= Robert Perillo =

Robert Perillo is an American master voice teacher, and has trained actors for over thirty years. He has worked at Binghamton University, Marymount Manhattan College, The National Shakespeare Conservatory, New York University's Tisch School of the Arts, and the Stella Adler Studio of Acting where he was head of the Voice Department. Perillo trains and coaches actors privately both for performance and auditions; he has worked extensively with businessmen and women, writers, politicians and singers and has given seminars and workshops to choral groups, readers of scripture, deacons, priests and to other teachers of voice and speech.

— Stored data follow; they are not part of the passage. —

PR #595, opened 2020-06-01
[WIP] Add completer to python file editor

### LINKED ISSUE #586: Elyra python file editor has non-functioning autocomplete feature (works in JL text editor)
Please provide a fix for the 1.x version as well.

**Steps to reproduce:**

- Open jupyterlab, click "python file"
-     enter import sys
-     on next line enter sys. and press tab. You will just get a tab.
-     Right click to "Create a console for editor", option is disabled.

Workaround - don't use "python file", use "text file" editor instead. Once in "text file", switch syntax highlighting to python, and create the console. Autocompletion then functions normally.

image

image

karlaspuldaro:
Fixes #586 

This is a work in progress.
Without the completer setup, the behavior of the python editor was to add a tab whenever tab key was pressed, while the expected was to trigger code auto-complete.
While these changes bind the tab key with the completer feature (no longer adds a tab), the box with code hints is not yet being displayed, even after a kernel start up.

           in the file; or

           it.


karlaspuldaro:
After doing some investigation, I found that our python editor never sets its own [session](https://jupyterlab.github.io/jupyterlab/apputils/classes/sessioncontext.html#session), which represents a live connection to a session kernel, basically a manager that owns the kernel.

In our current implementation, we create a python kernel and manually runs/stops it, only reading the input once at runtime, and exposing the output when it's done, there is never a live session running (removing the shutdown command after a run is not enough) - hence the option to create a python editor console is disabled from our extension.
Code completer needs to talk to the kernel through its session, so we need to set it up and expose it from the python runner.

lresende:
Applying "Jupyterlab 1.x" as this needs backport to 1.x branch. I have started the backport but needs a little more work as TOC stopped working (we might need a smaller cleanup on 1.x than in 2.x).

PR #597, opened 2020-06-01
Update Elyra docker image

### LINKED ISSUE #381: Create and publish elyra docker images that works with JupyterHub
We should publish new elyra images when jhubs singleuser image comes out with 0.9.0 since we are experiencing build failures with the 0.8.2 tag.

lresende:
Due to some build and dependency issues around npm linked
packages and JupyterLab extensions, the current version of
the docker image do a git clone and perform an Elyra build.

Fixes #381 

Some other todos that might come on this pr
 - [x] - Start from jovyan work dir
 - [x] - Select user via variable, to support different user (see other images)
 - [x] - Integrate with Jupyter Enterprise Gateway
 - [x] - add some contents on the plain image
   - This can be done by git clone sample repos by the user

 
           in the file; or

           it.


lresende:
This is working locally, and I am doing some tests on the JupyterHub environment

image

kevin-bates:
This looks good so far.  I'm not even sure what you'd do to trim things.  

It's too bad we don't have a public "sandbox" area where we could point some baked-in runtime metadata and add some sample code snippets, etc.  (I suppose the code-snippets could be added via the docker build.)

We'll need some documentation as well.  Like how to bring your own filesystem so that any metadata that is created exists across the duration of the container's lifetime, etc.

etc/docker/elyra/start-elyra.sh
```diff
@@ -0,0 +1,17 @@
+#!/bin/bash
+
+export NB_PORT=${NB_PORT:-8888}
+export GATEWAY_HOST=${GATEWAY_HOST:-localhost}
+export KG_URL=${KG_URL:-http://${GATEWAY_HOST}:${NB_PORT}}
+export KG_HTTP_USER=${KG_HTTP_USER:-jovyan}
```
kevin-bates, line 6: Should the default value here be `${NB_USER}`?  A `docker inspect` of the base image shows it will be in the environment:
```
           "Env": [
                "PATH=/opt/conda/bin:/usr/local/sbin:/usr/local/bin:/usr/sbin:/usr/bin:/sbin:/bin",
                "DEBIAN_FRONTEND=noninteractive",
                "CONDA_DIR=/opt/conda",
                "SHELL=/bin/bash",
                "NB_USER=jovyan",
  ```

File: etc/docker/elyra/start-elyra.sh [hunk 2]
```diff
@@ -0,0 +1,17 @@
+#!/bin/bash
+
+export NB_PORT=${NB_PORT:-8888}
+export GATEWAY_HOST=${GATEWAY_HOST:-localhost}
+export KG_URL=${KG_URL:-http://${GATEWAY_HOST}:${NB_PORT}}
```
kevin-bates, line 5: Use of the `KG_` envs is obsolete - assuming you're only supporting the embedded gateway.  `KG_` should be replaced with `JUPYTER_GATEWAY_`.

etc/docker/elyra/start-elyra.sh
```diff
@@ -0,0 +1,17 @@
...
+export KG_HTTP_USER=${KG_HTTP_USER:-jovyan}
+export KG_REQUEST_TIMEOUT=${KG_REQUEST_TIMEOUT:-120}
+export KERNEL_USERNAME=${KG_HTTP_USER}
+
+echo "Gateway URL: " ${JUPYTER_GATEWAY_URL}
```
kevin-bates, line 10: You're never setting `JUPYTER_GATEWAY_URL`.

etc/docker/elyra/start-elyra.sh
```diff
@@ -0,0 +1,17 @@
+#!/bin/bash
+
+export NB_PORT=${NB_PORT:-8888}
```
kevin-bates, line 3: NB_PORT is the notebook port for the local notebook, not the EG port.  If all defaults are taken, the gateway URL will be the same as the notebook URL.  Hmm, I wonder if that would just work?  I doubt it, but it would be like a loopback mode thing. :smile:

etc/docker/elyra/start-elyra.sh
```diff
@@ -0,0 +1,17 @@
...
+export KERNEL_USERNAME=${KG_HTTP_USER}
+
+echo "Gateway URL: " ${JUPYTER_GATEWAY_URL}
+echo "JupyterLab port: " ${NB_PORT}
+echo "Kernel user: " ${KERNEL_USERNAME}
+
+echo "${@: -1}"
+
+
+exec /usr/local/bin/start-singleuser.sh $*
```
kevin-bates, line 17: Based on this, there is no option to **not** use Enterprise Gateway.  Seems like we should allow for not using EG.

I would suggest using `JUPYTER_GATEWAY_URL` and make the user bring that as an env.

```
docker run ... -e JUPYTER_GATEWAY_URL=http://foo.bar:8888 ...
```

Things like request timeout (and user) can be setup unconditionally...
```
export JUPYTER_GATEWAY_REQUEST_TIMEOUT=${JUPYTER_GATEWAY_REQUEST_TIMEOUT:-120}
export JUPYTER_GATEWAY_HTTP_USER=${JUPYTER_GATEWAY_HTTP_USER:-${NB_USER}}
```

etc/docker/elyra/start-elyra.sh
```diff
@@ -0,0 +1,17 @@
+#!/bin/bash
```
akchinSTC, line 1: Needs license header

etc/docker/elyra/start-elyra.sh
akchinSTC: +1 on the not requiring EG option

akchinSTC:
Should we come up with just a VERY simple hello world example notebook and pipeline for elyra? Could be useful for the binder as well.

etc/docker/elyra/start-elyra.sh
lresende: I will probably clean up this section, and remove some of these, but will have this in mind, which is mostly from JEG.

etc/docker/elyra/start-elyra.sh
lresende: Yes, `JUPYTER_GATEWAY...` is being set on the jupyter hub config.

etc/docker/elyra/start-elyra.sh
lresende: same comment as above, will cleanup this

etc/docker/elyra/start-elyra.sh
lresende: haven't we fixed this on lint @ajbozarth ?

lresende:
I was going to try to clone the python and the covid scenario here

etc/docker/elyra/start-elyra.sh
ajbozarth: the license header linting is only for the front end (.ts,.tsx,.js files), @kevin-bates wrote the back end lint and I'm unsure if he added that, it could also be because this script is not in the elyra dir and the backend lint only runs there (front end lint runs on the whole repo)

etc/docker/elyra/start-elyra.sh
kevin-bates: Sounds good.  Here's the [EG doc reference](https://jupyter-enterprise-gateway.readthedocs.io/en/latest/getting-started.html#notebook-6-0-and-above).

etc/docker/elyra/start-elyra.sh
kevin-bates: Yes - currently flake8 runs on the `elyra` tree and only against `.py` files.

kevin-bates: Please add a header to https://github.com/elyra-ai/elyra/blob/master/etc/scripts/protect-metadata.sh while you're at it. :smile:

akchinSTC:
> I was going to try to clone the python and the covid scenario here

Would the covid scenario be a little too involved for someone just starting to use elyra? I was thinking of baby stepping it starting with like a 3 node pipeline

etc/docker/elyra/start-elyra.sh
lresende: I think the reference here is important, this is instantiating the notebook (JupyterLab/Elyra) and if gateway url is passed via env variable it will connect to it in a separate pod

etc/docker/elyra/start-elyra.sh
lresende: this should be provided otherwise we will use local kernels

etc/docker/elyra/start-elyra.sh
lresende: yes, and I was able to use that in hub both ways

lresende: i didn't play much with it as a standalone image tough.

etc/docker/elyra/start-elyra.sh
kevin-bates: Ok - thanks.  I guess that explains the comment below.  Why are we dealing with GATEWAY_HOST and KG_URL at all then if JUPYTER_GATEWAY_URL is already set?

etc/docker/elyra/start-elyra.sh
kevin-bates: ok - sounds good.  I think once the new variables are updated, you should be good.

lresende:
```
docker run -it -p 8888:8888 elyra/elyra:dev jupyter lab --debug
```

image

etc/docker/elyra/Dockerfile
```diff
@@ -16,24 +16,33 @@
...
+RUN chmod ugo+x /usr/local/bin/start-elyra.sh && \
+    apt-get update && apt-get install -y build-essential curl && \
+    curl -sS https://dl.yarnpkg.com/debian/pubkey.gpg | sudo apt-key add - && \
+    echo "deb https://dl.yarnpkg.com/debian/ stable main" | sudo tee /etc/apt/sources.list.d/yarn.list && \
+    apt-get update && apt-get install -y yarn && \
+    rm -rf /var/lib/apt/lists/*
 
-RUN mkdir -p /home/jovyan/.local/share/jupyter/metadata/runtimes
+USER $NB_USER
+#USER jovyan
```
kevin-bates, line 33: Can we remove this commented out command?  If its purpose is to indicate that NB_USER will likely be jovyan, then we should add a more formal comment, but I don't think that is necessary.

lresende: sorry, i forgot to push the latest changes, including this one.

Perillo is a stage director and has directed works by playwrights as varied as William Shakespeare, Noël Coward, John Patrick Shanley, Tom Stoppard, and Charles Ludlam.

==Career==
He recently directed the musical The Spitfire Grill, and served as both dramaturg and director for Aldo Pisano's one man show Judgement. He was vocal coach to writer and performer Lawrence Wright for his play The Human Scale, directed by Oskar Eustis. In 2011, he was vocal and text coach for the New York Public Theater’s production of Love’s Labour’s Lost.

In addition to serving on the faculty of the Public Theater’s Shakespeare Lab, he has been a Visiting Lecturer at Stanford University; at Stanford he was voice and text coach on three Shakespeare plays produced collaboratively by Stanford and the Public Theater.